Albuquerque Academy prides itself on its 7:1 student/teacher ratio.

Thirteen members of the Class of 2022 were recognized as National Merit Semifinalists, and the class earned an average ACT score of 30.1, nearly ten points above the national average. Individual honors for the senior class included a U.S. Presidential Scholarship recipient.

Tuition
The board of trustees sets tuition for each school year. While the current cost per student stands at approximately $35,000 per year, the endowment allows for a tuition cost of $26,176 including lunch fees. Book expenses range average $250-$500 per year depending on grade level. Financial aid is awarded based on a family's demonstrated need and the student's strengths relative to the applicant's class. In spring of 2018 a group of parents petitioned the school for an audit of the school’s finances, citing the school allegedly squandering 42 million dollars between 2011 and 2016, nearly a third of the school's endowment. The parents cited a concern for students who attend the school by virtue of need-based financial aid.
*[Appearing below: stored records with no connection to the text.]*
PR #1, opened 2022-06-22
smolyak index grid

mzf0069:
Added a method to generate the unique indexes for each level. 
Added a method to generate the index of grid points.


cakieslich:
Hello world

smolyay/smolyak.py
```diff
@@ -0,0 +1,158 @@
...
+        self.index_per_level = index_per_level
+
+        if (type(index_per_level) == tuple or
+                type(index_per_level) == np.ndarray):
+            index_per_level = list(index_per_level)
+
+        if len(index_per_level) != exactness + 1:
+            raise IndexError(
+                "index_per_level must be an array with a length of {}"
+                .format(exactness + 1))
```
mzbush, line 30: Technically, the index_per_level can describe more levels than is required for the exactness. If you only want to generate the index_per_level once and use that for multiple values of exactness, you can just generate it for the highest value for exactness and then never need to generate it again. This should only check if the index_per_level describes less than the required amount.

If the index_per_level cannot contain extra information, then a check could be used to take only the required portion in a new list.

smolyay/smolyak.py
```diff
@@ -0,0 +1,158 @@
...
+        Returns
+        -------
+        level_indexes : numpy array
+            Unique indexes at each level.
+
+        """
+        # creating an array to store unique indexes in each level
+        level_indexes = np.zeros((self.exactness+1), dtype=list)
+
+        max_index = sum(self.index_per_level)
```
mzbush, line 44: Here the code requires that index_per_level cannot contain extra information. This part might be edited to avoid this.

smolyay/smolyak.py
```diff
@@ -0,0 +1,158 @@
...
+            level_indexes[idx_index_per_level] = (
+                indexes[summ_index-self.index_per_level[idx_index_per_level]:
+                        summ_index])
+
+        return level_indexes
+
+    def grid_point_index(self):
+        """Generate index of grid points.
+
+        First, it generates allowed composoitons of levels
```
mzbush, line 63:
```suggestion
        First, it generates allowed compositions of levels
```

smolyay/smolyak.py
```diff
@@ -0,0 +1,158 @@
...
+        summs = np.linspace(self.dimension,
+                            self.exactness+self.dimension,
+                            self.exactness+1, dtype=np.int32)
+        max_level_indexes = summs - self.dimension
+        num_comps = 0
+        for max_level_index in max_level_indexes:
+            num_comps += scipy.special.comb(max_level_index+self.dimension-1,
+                                            self.dimension-1, exact=True)
+        level_compositions = np.zeros((num_comps, self.dimension), dtype=list)
+
```
mzbush, line 87: For the possible level_compositions, is there ever going to be a reason that we want the code to print that out so it can be seen for writing a paper or any other reason? If so, this function may need to be split into multiple functions.

smolyay/smolyak.py
```diff
@@ -0,0 +1,158 @@
...
+            # corresponding to each level
+            for level_index in level_index_composition:
+                len_level.append(len(level_index))
+            # generate grid point indexes
+            for index_grid_i in np.ndindex(tuple(len_level)):
+                for dimension_i in range(self.dimension):
+                    index = index_grid_i[dimension_i]
+                    grid_points_index[num_grid_point][dimension_i] = (
+                        level_index_composition[dimension_i][index])
+                num_grid_point += 1
```
mzbush, line 155: This for loop is very nested. May want to avoid that for optimization purposes.

mzbush (changes requested):
Most things look good, besides a few tweaks to make it better.

smolyay/smolyak.py
mzf0069: Addressed.

smolyay/smolyak.py
mzf0069: Addressed.

smolyay/smolyak.py
mzf0069: For the case of generating grid points, I don't think it's necessary; however, we can split it in case it's needed.

mzbush (approved):
Everything looks fine. I am happy.

smolyay/smolyak.py
```diff
@@ -0,0 +1,141 @@
...
+    def level_indexes(self):
+        """Generate indexes of levels.
+
+        Returns
+        -------
+        level_indexes : list
+            Unique indexes at each level.
+
+        """
+        # creating an array to store unique indexes in each level
```
mphoward, line 38: I think this whole function can all be done in a more readable way like this
```py
# cumulative sum to get end index of each level, up to exactness+1
end_levels = numpy.cumsum(self.index_per_level[:self.exactness+1])
# create ranges of indexes at each level
level_indexes = [list(range(end-n, end)) for end, n in zip(end_levels, self.index_per_level)]
return level_indexes
```

smolyay/smolyak.py
```diff
@@ -0,0 +1,141 @@
...
+        summ_index = self.index_per_level[0]
+        for idx_index_per_level in range(1, self.exactness + 1):
+            summ_index += self.index_per_level[idx_index_per_level]
+            level_indexes[idx_index_per_level] = (
+                indexes[summ_index-self.index_per_level[idx_index_per_level]:
+                        summ_index])
+
+        return level_indexes
+
+    def grid_point_index(self):
```
mphoward, line 56: This will also become a property, so it should get a short docstring like above. The comments about NEXCOM, etc. belong up in the detailed class description, which still needs to be written.

smolyay/smolyak.py
```diff
@@ -0,0 +1,141 @@
...
+
+        """
+        num_grid_points = 0
+        level_indexes = self.level_indexes()
+        level_compositions = []
+
+        # compute the allowed level compositions
+        for summ in range(self.dimension, self.exactness+self.dimension+1):
+
+            # NEXCOM
```
mphoward, line 77: As we discussed, we should probably pull this out into a function

smolyay/smolyak.py
```diff
@@ -0,0 +1,141 @@
+import numpy as np
```
mphoward, line 1: In published code, you should try not to alias packages unless you really need to because it pollutes the namespace:
```suggestion
import numpy
```
In your own scripts, it's perfectly fine to do this though

smolyay/smolyak.py
```diff
@@ -0,0 +1,141 @@
...
+                t = r[h-1]
+                r[h-1] = 0
+                r[0] = t-1
+                r[h] += 1
+
+                # (D)
+                compositions[index] = r
+                index += 1
+
+            # precompute the number of grid points
```
mphoward, line 111: I have a really hard time following the code from here onward, but I think that what you are doing can be achieved in a simpler way using `numpy.meshgrid`. See https://stackoverflow.com/questions/1208118/using-numpy-to-build-an-array-of-all-combinations-of-two-arrays for an explanation:

You would define `points = None` at the start of the function, then do something like this inside the for loop:
```py
            # get all combinations of points at each level
            for composition in compositions:
                point_ids = [level_indexes[i] for i in composition]
                points_ = np.array(np.meshgrid(*point_ids)).T.reshape(-1, self.dimension)
                if points is None:
                    points = points_
                else:
                    points = np.concatenate((points,points_), axis=0)
```
`points` will be a NumPy array, so you can either convert to a list using the `tolist()` method or leave as is

smolyay/smolyak.py
```diff
@@ -0,0 +1,141 @@
+import numpy as np
+import scipy.special
+
+
+class IndexGrid:
+    """Generate index of grid points.
```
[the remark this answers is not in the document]
mzf0069: Done.

smolyay/smolyak.py
```diff
@@ -0,0 +1,141 @@
...
+    def __init__(self, dimension, exactness, index_per_level):
+        self.dimension = dimension
+        self.exactness = exactness
+        self.index_per_level = index_per_level
+
+        if len(index_per_level) < exactness + 1:
+            raise IndexError(
+                "index_per_level must be an array with a"
+                "length of at least {}"
+                .format(exactness + 1))
```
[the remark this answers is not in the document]
mzf0069: Created a `_update` function and moved it there.

smolyay/smolyak.py
```diff
@@ -0,0 +1,141 @@
...
+
+    def level_indexes(self):
+        """Generate indexes of levels.
+
+        Returns
+        -------
+        level_indexes : list
+            Unique indexes at each level.
+
+        """
```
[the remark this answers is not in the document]
mzf0069: Done.

smolyay/smolyak.py
mzf0069: Done.

smolyay/smolyak.py
```diff
@@ -0,0 +1,141 @@
+import numpy as np
+import scipy.special
+
+
+class IndexGrid:
+    """Generate index of grid points.
+
+    Attributes
```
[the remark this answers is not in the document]
mzf0069: Done.

smolyay/smolyak.py
mzf0069: Done.

smolyay/smolyak.py
mzf0069: Done.

smolyay/smolyak.py
mzf0069: Done.

smolyay/smolyak.py
mzf0069: Done.

smolyay/smolyak.py
```diff
@@ -0,0 +1,157 @@
...
+        r[h] += 1
+
+        # (D)
+        compositions[index] = r
+        index += 1
+
+    return compositions
+u = IndexGrid(2, 2, [1,2,2])
+i = u.level_indexes
+j = u.grid_point_index
```
mphoward, line 157: Don't commit debugging, these belong in tests though!
```suggestion
```

smolyay/smolyak.py
```diff
@@ -0,0 +1,157 @@
...
+            Index of grid points
+
+        """
+        if self._needs_update:
+            self._update()
+
+        return self._grid_point_index
+
+
+def generate_compositions(summ, dimension):
```
mphoward, line 106: Function arguments should be descriptive and make sense for the function. In this case `generate_compositions` is a function that just does NEXCOM, and it is not really tied to the `IndexGrid` class. You could use `n, k` to match the variables used in the algorithm or `value, num_parts` if you want to be more descriptive.

Further, I think you should add a third boolean argument like `weak` or `include_zero`. If `True`, this function should include zeros in the composition.

smolyay/smolyak.py
```diff
@@ -0,0 +1,157 @@
...
+    r = numpy.zeros(dimension, dtype=numpy.int32)
+    r[0] = max_level_index
+    t = max_level_index
+    h = 0
+    compositions[0] = r
+    index = 1
+
+    # (D): these termination conditions should be redundant
+    while (r[dimension-1] != max_level_index
+           and index < num_output + 1):
```
mphoward, line 137: I think the `+1` is incorrect here. I would also only use one check or the other, as these are redundant. Technically, it would be faster to use only the first one, since then you don't have to precompute the number of compositions.

smolyay/smolyak.py
```diff
@@ -0,0 +1,157 @@
...
+
+        # (C)
+        h += 1
+        t = r[h-1]
+        r[h-1] = 0
+        r[0] = t-1
+        r[h] += 1
+
+        # (D)
+        compositions[index] = r
```
mphoward, line 151: Rather than save this into an array, you can use Python's `yield` syntax to turn this into a generator. That way, you don't actually have to generate all the compositions in memory (if you don't want to).
```suggestion
        yield r
```
You would then delete the return statement below and the `compositions` variable above. This is convenient because you can easily do:
```
for c in generate_compositions(n,k):
    print c
```
without generating all the compositions at once, but also
```
compositions = list(generate_compositions(n,k))
```
if you do want them.

Don't forget to add 1 to everything here if you are doing strong composition (no zeros).

smolyay/smolyak.py
```diff
@@ -0,0 +1,157 @@
...
+    Returns
+    -------
+    compositions: list
+        Allowed composition of levels.
+    """
+    max_level_index = summ - dimension
+    num_output = scipy.special.comb(max_level_index+dimension-1,
+                                    dimension-1, exact=True)
+    compositions = numpy.zeros((num_output, dimension),
+                               dtype=numpy.int32)
```
mphoward, line 125: These can be removed with the suggestions below

smolyay/smolyak.py
```diff
@@ -0,0 +1,157 @@
...
+
+    # (A) first entry
+    r = numpy.zeros(dimension, dtype=numpy.int32)
+    r[0] = max_level_index
```
mphoward, line 129: I would suggest to use variable names consistent with the paper the algorithm came from, it is easier to read later on.

smolyay/smolyak.py
```diff
@@ -0,0 +1,157 @@
...
+        Summation of levels.
+    dimension: int
+        Number of independent variables.
+
+    Returns
+    -------
+    compositions: list
+        Allowed composition of levels.
+    """
+    max_level_index = summ - dimension
```
mphoward, line 121: Here, you would use the third (boolean) argument to decide what the max value used by the algorithm was

smolyay/smolyak.py
```diff
@@ -0,0 +1,157 @@
...
+
+        # cumulative sum to get end index of each level, up to exactness+1
+        end_levels = numpy.cumsum(self.index_per_level[:self.exactness+1])
+        # create ranges of indexes at each level
+        level_indexes = [list(range(end-n, end))
+                         for end, n in zip(end_levels, self.index_per_level)]
+        self._level_indexes = level_indexes
+
+        points = None
+        # get all combinations of points at each level
```
mphoward, line 55: Stylistically, I like the code under a comment to all appear together
```suggestion
        # get all combinations of points at each level
        points = None
```

smolyay/smolyak.py
```diff
@@ -0,0 +1,157 @@
...
+        for summ in range(self.dimension, self.exactness+self.dimension+1):
```
mphoward, line 56: You should either use a more descriptive variable name than `summ` or a traditional index variable like `i`.

smolyay/smolyak.py
```diff
@@ -0,0 +1,157 @@
...
+            # use generate_compositions function which implements NEXCOM
```
mphoward, line 57: Per PEP 8 (I think), don't write comments for things that are obvious
```suggestion
```

smolyay/smolyak.py
```diff
@@ -0,0 +1,157 @@
...
+            compositions = generate_compositions(summ, self.dimension)
+            for composition in compositions:
```
mphoward, line 59: If you use the generator style I suggested, this will work:
```suggestion
            for composition in generate_compositions(summ, self.dimension, include_zeros=False):
```

smolyay/smolyak.py
```diff
@@ -0,0 +1,157 @@
...
+                point_ids = [level_indexes[i] for i in composition]
```
mphoward, line 60: Is `point_ids` the right name for this? I just chose something random, so you should check that. Also, be careful here because `i` is used as an iterator inside an outer loop. You might want to switch to `j` or something else like `c` to make sure it doesn't accidentally get used

smolyay/smolyak.py
```diff
@@ -0,0 +1,157 @@
...
+                points_ = numpy.array(
```
mphoward, line 61: A comment would be helpful here that this is a code for generating all combinations of the arrays along each dimension

smolyay/smolyak.py
```diff
@@ -0,0 +1,157 @@
...
+                if points is None:
+                    points = points_
+                else:
+                    points = numpy.concatenate((points, points_), axis=0)
+        self._grid_point_index = points
+        self._needs_update = False
+
+    @property
+    def level_indexes(self):
+        """Generate indexes of levels.
```
mphoward, line 73: The docstring needs to be shortened for both properties (see old suggestion). Properties generally only get one-liners.

smolyay/smolyak.py
```diff
@@ -0,0 +1,157 @@
...
+    exactness : int
+        Level of exactness of the approximation.
+    index_per_level : list
+        Number of indexes at each level.
+    """
+
+    def __init__(self, dimension, exactness, index_per_level):
+        self.dimension = dimension
+        self.exactness = exactness
+        self.index_per_level = index_per_level
```
mphoward, line 29: You will want to turn each of these into a property as well, which has both a getter and a setter. The setters should make `self._needs_update = True`.

smolyay/smolyak.py
```diff
@@ -0,0 +1,157 @@
+#!/usr/bin/env python3
+# -*- coding: utf-8 -*-
+"""
+Created on Tue Jul  5 08:00:15 2022
+
+@author: mzf0069
+"""
+
```
mphoward, line 8: Do not include these in your files. The top part is not necessary, and we will write docstrings for the modules.

mphoward (changes requested):
This is a good improvement! Here are some further comments and suggestions

smolyay/smolyak.py
mzf0069: Done.

smolyay/smolyak.py
mzf0069: Done. 

Done.

smolyay/smolyak.py
mzf0069: Done.

smolyay/smolyak.py
mzf0069: Done.

smolyay/smolyak.py
mzf0069: In the paper, they used simply "n" instead of "max_level_index". However, since "n" differs depending on zero being included or not, I named it max_value instead.

smolyay/smolyak.py
mzf0069: Done.

smolyay/smolyak.py
mphoward: Right, but `max_level_index` is meaningless to `generate_compositions` because this function doesn't know anything about `IndexGrid`. The math problem is usually defined as "the compositions of n into k parts", which is why NEXCOM uses the names it does. I suggest the same here.

smolyay/smolyak.py
```diff
@@ -0,0 +1,156 @@
...
+    @dimension.setter
+    def dimension(self, value):
+        print('Set dimension')
+        self._dimension = value
+        self._needs_update = True
+
+    @property
+    def exactness(self):
+        """Get exactness."""
```
mphoward, line 35: Or this:
```suggestion
        """int: Level of exactness."""
```

smolyay/smolyak.py
```diff
@@ -0,0 +1,156 @@
...
+        print('Set index_per_level')
+        self._index_per_level = value
+        self._needs_update = True
+
+    def _update(self):
+        """Update the indexes of grid points.
+
+        Generates the indexes for each level
+        depending on the index_per_level, and makes the
+        indexes of grid points.
```
mphoward, line 60: You should document any exceptions that you might raise (e.g., IndexError) here in a `Raises` section.

smolyay/smolyak.py
```diff
@@ -0,0 +1,156 @@
...
+        end_levels = numpy.cumsum(self.index_per_level[:self.exactness+1])
+        # create ranges of indexes at each level
+        level_indexes = [list(range(end-n, end))
+                         for end, n in zip(end_levels, self.index_per_level)]
+        self._level_indexes = level_indexes
+
+        # get all combinations of points at each level
+        grid_points_idx = None
+        for sum_levels in range(self.dimension,
+                                self.exactness+self.dimension+1):
```
mphoward, line 79: This makes it clearer that the range is from dimension up:
```suggestion
                                self.dimension+self.exactness+1):
```

smolyay/smolyak.py
```diff
@@ -0,0 +1,156 @@
...
+        # cumulative sum to get end index of each level, up to exactness+1
+        end_levels = numpy.cumsum(self.index_per_level[:self.exactness+1])
+        # create ranges of indexes at each level
+        level_indexes = [list(range(end-n, end))
+                         for end, n in zip(end_levels, self.index_per_level)]
+        self._level_indexes = level_indexes
+
+        # get all combinations of points at each level
+        grid_points_idx = None
+        for sum_levels in range(self.dimension,
```
mphoward, line 78: An iterator should be singular
```suggestion
        for sum_level in range(self.dimension,
```

smolyay/smolyak.py
```diff
@@ -0,0 +1,156 @@
...
+    def grid_point_index(self):
+        """Generate index of grid points."""
+        if self._needs_update:
+            self._update()
+
+        return self._grid_point_index
+
+
+def generate_compositions(value, num_parts, include_zero):
+    """Genearte compostions of a value into num_parts parts.
```
mphoward, line 116:
```suggestion
    """Generate compositions of a value into parts.
```

smolyay/smolyak.py
```diff
@@ -0,0 +1,156 @@
...
+        All possible compositions of the value into num_parts.
+    """
+    value = value if include_zero else value - num_parts
+
+    # (A) first entry
+    r = numpy.zeros(num_parts, dtype=numpy.int32)
+    r[0] = value
+    t = value
+    h = 0
+    index = 1
```
mphoward, line 139: I think this variable is not needed?
```suggestion
```

mphoward (changes requested):
Great work! Here are a few more small things, but then this mostly just needs testing.

tests/smolyay_test.py
```diff
@@ -0,0 +1,200 @@
+import pytest
+import numpy
+from smolyay.smolyak import IndexGrid
+
+
+grid_points_expect = numpy.array([[0,0],[0,1],[0,2],[0,3],[0,4],[1,0],[1,1],[1,2],[2,0],[2,1],[2,2],[3,0],[4,0]], dtype=numpy.int32)
```
mphoward, line 6: Rather than make this a global variable, you can make it a test fixture:
```py
@pytest.fixture
def expected_points():
    return numpy.array(...)

def test_something(expected_points):
    assert point in expected_points
```

tests/smolyay_test.py
```diff
@@ -0,0 +1,200 @@
...
+
+def test_grid_point_index():
+    """test grid point index"""
+    test_class = IndexGrid(2,2,[1,2,2])
+    grid_points = test_class.grid_point_index
+    # sort grid_points as order of points is unimportant
+    for i in range(len(grid_points[0,:])-1,-1,-1):
+        grid_points = grid_points[grid_points[:,i].argsort(kind='mergesort')]
+
+    assert numpy.array_equal(grid_points,grid_points_expect)
```
mphoward, line 55: Can't this be done with:
```
    assert sorted(test_class.grid_point_index) == grid_points_expect
```
?

tests/smolyay_test.py
```diff
@@ -0,0 +1,200 @@
...
+    #include ways test failed if it did
+    error_message = []
+    if lpi_12:
+        error_message = "New index per level failed to update value. "
+    elif not lpi_2e:
+        error_message = "New index per level has incorrect value. "
+
+    assert not error_message,error_message
+
+def test_error():
```
mphoward, line 196: Give this a more descriptive name: what is it testing for an error in?

mphoward (changes requested):
Thank you! I have some comments on both the main code and the tests. It would be good if you both can make a plan to implement these.

mphoward:
I will wait for @mzbush to update the tests before I review, as I think that should be close to final pass. Please let me know when you're ready for that!

tests/smolyay_test.py
```diff
@@ -0,0 +1,159 @@
...
+
+def test_initial_exactness():
+    """test initialized class returns correct exactness"""
+    test_class = IndexGrid(1,2,[1,2,3])
+    assert test_class.exactness == 2
+
+def test_initial_index_by_level():
+    """test initialized class returns correct index by level"""
+    test_class = IndexGrid(1,2,[1,2,3])
+    assert numpy.array_equiv(test_class.index_per_level,[1,2,3])
```
mphoward, line 29: I think that `array_equiv` is a weaker test so this should be `array_equal`. Was it failing otherwise?
```suggestion
    assert numpy.array_equal(test_class.index_per_level,[1,2,3])
```
In general, these tests make clear that there is a mixture of lists and NumPy arrays being used in the class. Do we want to perhaps use only lists? That would allow these tests to simplify to using `==` operators, and I could imagine that being helpful elsewhere. It should be as easy as converting the NumPy array `tolist` before storing it in the class.

tests/smolyay_test.py
```diff
@@ -0,0 +1,159 @@
...
+    assert numpy.array_equal(grid_point_1,grid_point_2)
+
+def test_increase_exactness(expected_points):
+    """test if grid points are correct if exactness is increased"""
+    test_class = IndexGrid(2,1,[1,2,2])
+    grid_points_1 = sorted(test_class.grid_point_indexes,key = lambda x:x[0])
+    test_class.exactness = 2
+    grid_points_2 = sorted(test_class.grid_point_indexes,key = lambda x:x[0])
+    assert ((not numpy.array_equiv(grid_points_1,grid_points_2))
+            and numpy.array_equiv(grid_points_2, expected_points))
```
mphoward, line 76: Perform each of these assertions separately
```suggestion
    assert not numpy.array_equiv(grid_points_1,grid_points_2)
    assert numpy.array_equiv(grid_points_2, expected_points)
```

tests/smolyay_test.py
```diff
@@ -0,0 +1,159 @@
...
+        [2,4],[1,5]],dtype=numpy.int32)
+    composition_obtained = list(generate_compositions(6,2,include_zero=False))
+    assert numpy.array_equiv(composition_obtained,composition_expected) 
+
+def test_generate_compositions_zero_false_error():
+    """test that generate compositions raises an error for invalid input"""
+    with pytest.raises(ValueError):
+        composition_obtained = generate_compositions(6,7,include_zero=False)
+        for obj in composition_obtained:
+            pass
```
mphoward, line 159: This would be an easier way to run the generator:
```suggestion
        list(generate_compositions(6,7,include_zero=False))
```

mphoward (changes requested):
A couple more small changes from my side, then I think this is ready for Dr. K to review and merge

tests/smolyay_test.py
```diff
@@ -0,0 +1,156 @@
...
+def test_initial_index_by_level():
+    """test initialized class returns correct index by level"""
+    test_class = IndexGrid(1,2,[1,2,3])
+    assert test_class.index_per_level == [1,2,3]
+
+def test_level_indexes(expected_indexes):
+    """test level indexes"""
+    test_class = IndexGrid(2,2,[1,2,2])
+    level_indexes_recieved = test_class.level_indexes
+
```
mphoward, line 34:
```suggestion
```

tests/smolyay_test.py
```diff
@@ -0,0 +1,156 @@
...
+    test_class = IndexGrid(2,2,[1,2,2])
+    level_indexes_recieved = test_class.level_indexes
+    
+    assert level_indexes_recieved == expected_indexes
+
+def test_grid_point_index(expected_points):
+    """test grid point index"""
+    test_class = IndexGrid(2,2,[1,2,2])
+    grid_points = sorted(test_class.grid_point_indexes,key = lambda x:x[0])
+
```
mphoward, line 41:
```suggestion
```

tests/smolyay_test.py
```diff
@@ -0,0 +1,156 @@
...
+    assert grid_points == expected_points
+
+def test_level_indexes_extra_level_per_index(expected_indexes):
+    """test level indexes when level_per_index has more information"""
+    test_class = IndexGrid(2,2,[1,2,2,4,8])
+    level_indexes_recieved = test_class.level_indexes
+
```
mphoward, line 48:
```suggestion
```

tests/smolyay_test.py
```diff
@@ -0,0 +1,156 @@
...
+    
+    assert grid_point_1 == grid_point_2
+
+def test_increase_exactness(expected_points):
+    """test if grid points are correct if exactness is increased"""
+    test_class = IndexGrid(2,1,[1,2,2])
+    grid_points_1 = sorted(test_class.grid_point_indexes,key = lambda x:x[0])
+    test_class.exactness = 2
+    grid_points_2 = sorted(test_class.grid_point_indexes,key = lambda x:x[0])
+    assert not grid_points_1 == grid_points_2
```
mphoward, line 74:
```suggestion
    assert grid_points_1 != grid_points_2
```

mphoward (approved):
Great job! I have marked a couple minor final changes, which you can batch apply and commit using the GitHub web interface if you agree. Otherwise, lgtm.

@cakieslich when you review and approve, I recommend squash-merging this given the long commit history. @mzf0069 and @mzbush , if this is how this branch is merged, we may need to do a rebase of your other PRs before they can be merged. We can discuss how to do that later.

tests/smolyay_test.py
```diff
@@ -0,0 +1,156 @@
...
+    """test the level indexes if exactness is zero"""
+    test_class = IndexGrid(2,0,[1,2,2])
+    assert test_class.grid_point_indexes == [[0,0]]
+
+def test_generate_compositions_include_zero_true():
+    """test the generate compositions function if include_zero is true"""
+    composition_expected = [[6,0],[5,1],[4,2],[3,3],[2,4],[1,5],[0,6]]
+    composition_obtained = []
+    for i in generate_compositions(6,2,include_zero=True):
+        composition_obtained.append(i.copy())
```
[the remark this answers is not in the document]
mzbush: Funny thing about this part of the code. When I was making it for some reason using the list method didn't work when include_zero was true but it did work when include_zero was false. @mzf0069 and I have no idea why this is the case. That's why composition_obtained is generated differently.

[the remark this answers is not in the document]
mphoward: Ah, that indicates that there is an issue with the code to resolve. If the test is valid (and the change I suggested is certainly the way a generator is expected to work), you should modify the code to pass the test, not hack the test until the code works. Let us know if you need help debugging.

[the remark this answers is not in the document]
mzbush: Should I update the test or wait for @mzf0069 to fix the code so it passes the test?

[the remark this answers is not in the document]
mphoward: It doesn’t matter to me! One of you could take care of both, you do not need to be separate.

mphoward:
I believe this PR is ready to squash merge @cakieslich

cakieslich (approved):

Extracurricular activities
Extracurricular activities at the school include state championship sports teams, The Advocate (a student newsmagazine that has received numerous awards from the Albuquerque Tribune and the New Mexico Press Women), Science Olympiad, Science Bowl, and theater.

The four longest sports state championship streaks by Academy sports teams are the six-peat boys basketball team (1989–1994), the 17-time defending state champion boys tennis team (2003–present), the six-time state champion boys swim team (2006-2011), and the six-time state champion boys track team (2002–2007).

The swim teams have won 40 combined titles (21 for the boys, 19 for the girls).

The school's mock trial team won the 2012 National High School Mock Trial Championship in May 2012, marking the first time a New Mexican team had won the title, and the first time a team from the host state had won. In 2013, the team won the national championship again, which was only the third time in tournament history that a school won twice in a row. The program has qualified at least one team for state competition every year since the program was rebooted in 2005. The 2016, the team finished 4th in the National competition held in Boise, ID. In 2019, Academy's mock trial team placed sixth at the National High School Mock Trial Championship. In 2021, Academy's mock trial team placed third at the National High School Mock Trial Championship. And in 2022 the team placed seventh in the nation as well.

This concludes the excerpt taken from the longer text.